-- INPUT MATERIAL follows --

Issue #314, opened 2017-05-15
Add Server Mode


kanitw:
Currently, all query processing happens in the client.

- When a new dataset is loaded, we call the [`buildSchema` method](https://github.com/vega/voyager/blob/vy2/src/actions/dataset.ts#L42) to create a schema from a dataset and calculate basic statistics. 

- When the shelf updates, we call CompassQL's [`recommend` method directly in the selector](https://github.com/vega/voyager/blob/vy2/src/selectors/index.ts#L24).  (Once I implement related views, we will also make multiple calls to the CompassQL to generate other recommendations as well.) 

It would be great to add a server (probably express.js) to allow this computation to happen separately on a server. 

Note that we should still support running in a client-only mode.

-- INPUT MATERIAL concluded --
-- INPUT MATERIAL follows --

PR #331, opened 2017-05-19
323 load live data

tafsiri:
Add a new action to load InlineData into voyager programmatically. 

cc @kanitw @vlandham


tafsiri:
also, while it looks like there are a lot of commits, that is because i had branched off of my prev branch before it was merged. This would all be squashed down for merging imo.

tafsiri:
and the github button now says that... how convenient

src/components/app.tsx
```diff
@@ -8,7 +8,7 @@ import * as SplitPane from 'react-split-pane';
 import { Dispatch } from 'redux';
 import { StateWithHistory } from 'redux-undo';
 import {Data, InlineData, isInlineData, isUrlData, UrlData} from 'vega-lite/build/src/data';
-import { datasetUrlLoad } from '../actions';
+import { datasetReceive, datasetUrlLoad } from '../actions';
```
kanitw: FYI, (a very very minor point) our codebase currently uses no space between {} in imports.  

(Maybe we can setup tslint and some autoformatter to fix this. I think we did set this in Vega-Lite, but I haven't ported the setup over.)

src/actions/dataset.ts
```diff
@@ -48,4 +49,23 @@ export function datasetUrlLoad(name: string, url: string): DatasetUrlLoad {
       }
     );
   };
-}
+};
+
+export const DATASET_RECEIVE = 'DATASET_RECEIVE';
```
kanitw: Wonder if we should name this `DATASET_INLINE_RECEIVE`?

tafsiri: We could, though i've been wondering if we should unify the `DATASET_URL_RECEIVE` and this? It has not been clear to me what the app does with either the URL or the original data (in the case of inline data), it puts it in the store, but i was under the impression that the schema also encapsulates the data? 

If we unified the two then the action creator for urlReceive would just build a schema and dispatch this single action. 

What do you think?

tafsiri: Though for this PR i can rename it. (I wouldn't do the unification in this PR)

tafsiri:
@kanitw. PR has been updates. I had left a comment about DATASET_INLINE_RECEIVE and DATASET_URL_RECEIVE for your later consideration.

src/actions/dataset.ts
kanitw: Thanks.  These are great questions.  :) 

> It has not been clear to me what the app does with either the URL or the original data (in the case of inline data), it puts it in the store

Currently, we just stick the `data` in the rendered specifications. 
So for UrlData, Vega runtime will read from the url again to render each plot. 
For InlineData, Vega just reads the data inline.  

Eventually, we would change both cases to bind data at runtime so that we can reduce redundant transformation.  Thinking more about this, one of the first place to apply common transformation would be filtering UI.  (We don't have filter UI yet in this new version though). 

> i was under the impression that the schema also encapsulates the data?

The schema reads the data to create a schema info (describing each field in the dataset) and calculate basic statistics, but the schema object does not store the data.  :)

-- INPUT MATERIAL concluded --
-- INPUT MATERIAL follows --

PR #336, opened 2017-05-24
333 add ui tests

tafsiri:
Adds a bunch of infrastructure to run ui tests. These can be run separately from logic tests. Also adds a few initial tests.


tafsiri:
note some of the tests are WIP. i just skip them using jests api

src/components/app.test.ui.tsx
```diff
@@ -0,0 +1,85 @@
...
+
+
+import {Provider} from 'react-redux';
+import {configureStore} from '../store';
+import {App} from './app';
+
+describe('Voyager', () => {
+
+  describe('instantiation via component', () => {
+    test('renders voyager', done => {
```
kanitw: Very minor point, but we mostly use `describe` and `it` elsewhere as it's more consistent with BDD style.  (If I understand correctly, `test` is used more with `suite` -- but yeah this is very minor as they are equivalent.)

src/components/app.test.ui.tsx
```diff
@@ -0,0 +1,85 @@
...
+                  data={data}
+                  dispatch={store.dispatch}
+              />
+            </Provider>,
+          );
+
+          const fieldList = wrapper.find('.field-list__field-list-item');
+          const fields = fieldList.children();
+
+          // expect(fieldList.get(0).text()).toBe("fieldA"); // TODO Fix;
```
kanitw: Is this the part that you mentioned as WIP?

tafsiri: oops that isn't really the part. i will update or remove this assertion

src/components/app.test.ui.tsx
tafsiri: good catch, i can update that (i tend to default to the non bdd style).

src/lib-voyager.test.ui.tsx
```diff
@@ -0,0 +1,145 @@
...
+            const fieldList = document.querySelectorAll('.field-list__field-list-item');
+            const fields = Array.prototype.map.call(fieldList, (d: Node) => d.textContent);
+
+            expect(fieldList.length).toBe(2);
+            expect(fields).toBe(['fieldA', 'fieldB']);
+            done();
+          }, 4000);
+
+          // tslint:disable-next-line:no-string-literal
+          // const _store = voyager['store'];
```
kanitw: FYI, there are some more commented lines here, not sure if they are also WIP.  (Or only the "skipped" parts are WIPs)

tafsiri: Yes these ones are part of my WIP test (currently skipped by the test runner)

-- INPUT MATERIAL concluded --

◆ WHAT IS BEING ASKED: Among the lines above, find those holding "just" and copy each one.

◆ ANSWER FOR THE TASK:
If we unified the two then the action creator for urlReceive would just build a schema and dispatch this single action. 
Currently, we just stick the `data` in the rendered specifications. 
For InlineData, Vega just reads the data inline.  
note some of the tests are WIP. i just skip them using jests api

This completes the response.